Steve died suddenly from a heart attack on 11 December 2012.  From 1965-1975 he was married to our classmate, Carolyn Broyles. 

Steve was described as a "good provider" with a strong work ethic, perhaps an attribute gained from growing up on the farm.  Shortly before his death, Steve said that he had rebuilt 105 tractors, enought to fill a museum.  He elaborated that he had no intention of retiring--"too boring," he said.  Steve was the owner of Tires for Less in Yakima.


The following obituary was published in the Yakima Herald Republic on December 18, 2012:

YAKIMA - Steve entered into peace on December 11, 2012 after he suffered a heart attack at his home.

His birth started in Dodge City, Kansas on August 15, 1946. There he lived with his parents and sisters until at age 11, the family moved to the farm in Columbia Basin in 1957, just 7 miles north of Pasco. He loved working on the farm. He then graduated from Pasco High School in 1964. He attended Columbia Basin College and graduated in 1966. Moving to Spokane he went back to school at Eastern Washington State College, married, became a tire store manager. He graduated in 1971 from Eastern.

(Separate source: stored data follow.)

PR #75, opened 2022-04-12
Moved image to EL8

rynge:


matyasselmeci:
Looks like you'll have to replace "python" commands with "python3" commands.

matyasselmeci:
Alternatively you could stick
```
alternatives --set python /usr/bin/python3
```
to make unversioned python call python3 instead.

rynge:
Committed a fix for the Python issue.

Another "problem" might be that cvmfsexec is based on OSG 3.5. Do you know if there are any plans on moving it to 3.6?

matyasselmeci:
This should do it: https://github.com/cvmfs/cvmfsexec/pull/42

matyasselmeci (approved):

PR #76, opened 2022-04-20
Use standard OSG container actions 

brianhlin:
- Adds release series specific tags (SOFTWARE-4944)
- Removes ITB tags, these were interfering with flux wildcards anyway

Working build/test here: https://opensciencegrid.atlassian.net/browse/SOFTWARE-4944


brianhlin:
No one else is around! Merging!

allbymyself

PR #78, opened 2022-04-26
OSPOOL-19: Upgrading to HTCondor 9.8.1

rynge:


Dockerfile
```diff
@@ -14,18 +14,19 @@ ARG BASE_OSG_SERIES=3.6
...
-        condor \
         osg-wn-client \
         redhat-lsb-core \
         singularity \
         attr \
         git \
         rsyslog rsyslog-gnutls python3-cryptography python3-requests \
         bind-utils \
+ && yum -y install --enablerepo=osg-upcoming-testing \
+        condor \
```
brianhlin, line 29: Can we wrap this in an `if [[ $BASE_YUM_REPO == "release" ]]`?

brianhlin: Oh and a `# FIXME` comment to remove it after today's release. We may bring it back depending on what we decide here https://opensciencegrid.atlassian.net/browse/OSPOOL-17?focusedCommentId=368979

timtheisen:
I think it safer to install condor from osg-upcoming and the upgrade it from osg-upcoming-testing. Alternatively, we could just wait until the afternoon when condor 9.8.1 has been released and the containers rebuilt.

brianhlin:
> I think it safer to install condor from osg-upcoming and the upgrade it from osg-upcoming-testing.

I'm not sure I see the benefit of this vs installing directly from osg-upcoming-testing. Could you elaborate?

Dockerfile
brianhlin: > Oh and a # FIXME comment to remove it after today's release. We may bring it back depending on what we decide here https://opensciencegrid.atlassian.net/browse/OSPOOL-17?focusedCommentId=368979

On second thought, don't add the FIXME comment. Let's just go with this solution

rynge:
No longer required.

PR #2793, opened 2020-04-28
#2698. Configure custom comparator defining repeatable migrations order.

### LINKED ISSUE #2698: Define script execution order
Introduce a mechanism to specify the order of migrations beyond filenames. Things like interleaving repeatable and versioned execution, etc.

Related issues:
https://github.com/flyway/flyway/issues/2541
https://github.com/flyway/flyway/issues/2610
https://github.com/flyway/flyway/issues/2647
https://github.com/flyway/flyway/issues/2683
https://github.com/flyway/flyway/issues/1858

antonbakalets:
I would like to control the order of repeatable migrations. 
In order to do that I suggest a new configuration parameter `repeatableMigrationComparator`, fully qualified class name of custom Comparator to determine the order of repeatable migrations.

By default repeatable migrations are ordered by description. Which means as before if not set.

This doesn't brake the main idea that versioned migrations are always applied before repeatable. The custom Comparator implementation controls only repeatable migration order.

I have found that it might close #2698 .

### DIFF
--- a/flyway-commandline/src/main/assembly/flyway.conf
+++ b/flyway-commandline/src/main/assembly/flyway.conf
@@ -109,6 +109,10 @@
 # defined by 'flyway.resolvers' are used. (default: false)
 # flyway.skipDefaultResolvers=
 
+# Fully qualified class name of custom Comparator to determine the order of repeatable migrations
+# By default repeatable migrations are ordered by description.
+# flyway.repeatableMigrationComparator=
+
 # Comma-separated list of directories containing JDBC drivers and Java-based migrations.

His first job was without knowing it was Webb Tractor in 1965 - 1966. Tractors later in his life would be the tractor fever factor. His next job was Uniroyal Tire Co. manager in Spokane. In 1971 he then became named top ten manager, for which he won a trip to Rome, Italy. In 1973 he moved to Dallas, Texas as a manager, then to Seattle in 1974. By spring in 1975 he became a manager for Firestone stores.

He now had two boys to raise and a manager job opening was available in Yakima, WA. Single in late summer he met Jamie on a blind date, and they were married on October 23, 1976. Steve then in 1978-1983 started working for a Kelly Oil Co. manager, on Terrace Heights Drive. The two bought the property in 1985. Tires for Less became the second store later.

Steve then began his love for tractors without even knowing it. The hobby has grown quite large and he learned everything he could, tractor pulling, parades, tractor runs to Zillah, Ellensburg, Legends Casino, anything fun to do. He loved to talk tractors, or better yet on the phone. He was fun, smart and a great friend.

His family will surely miss him always and so will his friends he had through all the years.

Steve is survived by wife, Jamie, daughter, Melanie Burns (Mike), grandson Mason and granddaughter, Miranda of Yakima, daughter, Lindsay Sturgeon of Yakima; son, Matthew Sturgeon (Melissa), grandsons, Andrew and Kevin of Arizona, son, Nathan Sturgeon (Marcy), grandsons, Kyle and Garret of Yakima; sister, Jan Sturgeon of Pasco, WA and Joyce Sturgeon of Arizona.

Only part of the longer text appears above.